After a whirlwind tour of New York for two days, Newgarden arrived at the simulator (which is at the GM Racing Technical Center adjacent to Hendrick Motorsports) in time for a two hour session that started at 6 p.m. Wednesday. He stayed overnight in Charlotte and then was up for an early commercial flight to Detroit, where he had more media obligations.

Newgarden joked that if he had a jet, he would have made a quick stop in Nashville, Tennessee, but a few more days away from home (where he has yet to return in weeks) is a worthy tradeoff for winning the Greatest Spectacle in Racing – though the nonstop interviews can take a toll.

“It’s the hardest part of the gig for me is all this fanfare and celebration,” Newgarden said. “I love doing it because I’m so passionate about the Indy 500 and that racetrack and what that race represents. I feel honored to be able to speak about it. It’s been really natural and easy for me to enjoy it because I’ve been there for so many years.

“Speaking about this win has been almost the easiest job I’ve ever had for postrace celebrations. But it’s still for me a lot of work. I get worn out pretty easily. I’m very introverted. So to do this for three days straight, it’s been a lot.”

Though he is terrified of heights, touring the top of the Empire State Building for the first time was a major highlight (and produced the tour’s most viral moment).

“I was scared to get to the very top level,” Newgarden said. “That thing was swaying. No one else thought it was swaying. I’m pretty sure it was. I really impressed by the facility. I’d never seen it before. It’s one of those bucket list things. If you go to New York, it’s really special to do that. So to be there with the wreath and the whole setup, it just felt like an honor to be in that moment.”

Now the attention shifts to Detroit and an inaugural circuit that’s expected to be challenging. Along with a Jefferson Avenue straightaway that’s 0.9 miles long, the track has several low-speed corners and a “split” pit lane (teams will stop on both sides of a rectangular area) with a narrow exit that blends just before a 90-degree lefthand turn into Turn 1.

Newgarden thinks the track is most similar to the Music City Grand Prix in Nashville.

“It’s really hard to predict with this stuff until we actually run,” he said. “Maybe we go super smooth and have no issues. Typically when you have a new event, you’re going to have some teething issues. That’s understandable. We’ve always got to massage the event to get it where we want it, but this team has worked pretty hard. They’ve tried to get feedback constantly on what are we doing right, what do we need to look out for. They’ve done a ton of grinding to make sure this surface is in as good of shape as possible.
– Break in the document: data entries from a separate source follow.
PR #6074, opened 2022-09-15
basic backend support for compute

pixelflinger:
- added api to dispatch a compute shader
- added api to create and bind a ssbo
- added api to read back a buffer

“There’s been no expense spared, but you can’t foresee everything. I have no idea how it’s going to race. I think typically when you look at a circuit that seems simple on paper, people tend to think it’s not going to be an exciting race, or challenging. I find the opposite always happens when we think that way. Watch it be the most exciting, chaotic, entertaining race.

Newgarden won the last two pole positions at Belle Isle’s 2.35-mile layout and hopes to continue the momentum while avoiding any post-Brickyard letdown.

“I love this is an opportunity for us to get something right quicker than anyone else,” he said. “A new track is always exciting from that standpoint. I feel I’m in a different spot. I’m pretty run down. I’m really trying to refocus and gain some energy back for tomorrow. Which I’ll have time to today, which is great.

“I don’t want that Indy 500 hangover. People always talk about it. They’ve always observed it. That doesn’t mean we have to win this weekend, but I’d like to leave here feeling like we had a really complete event, did a good job and had a solid finish leading into the summer. I want to win everywhere I go, but if we come out of here with a solid result and no mistakes, then probably everyone will be happy with it.”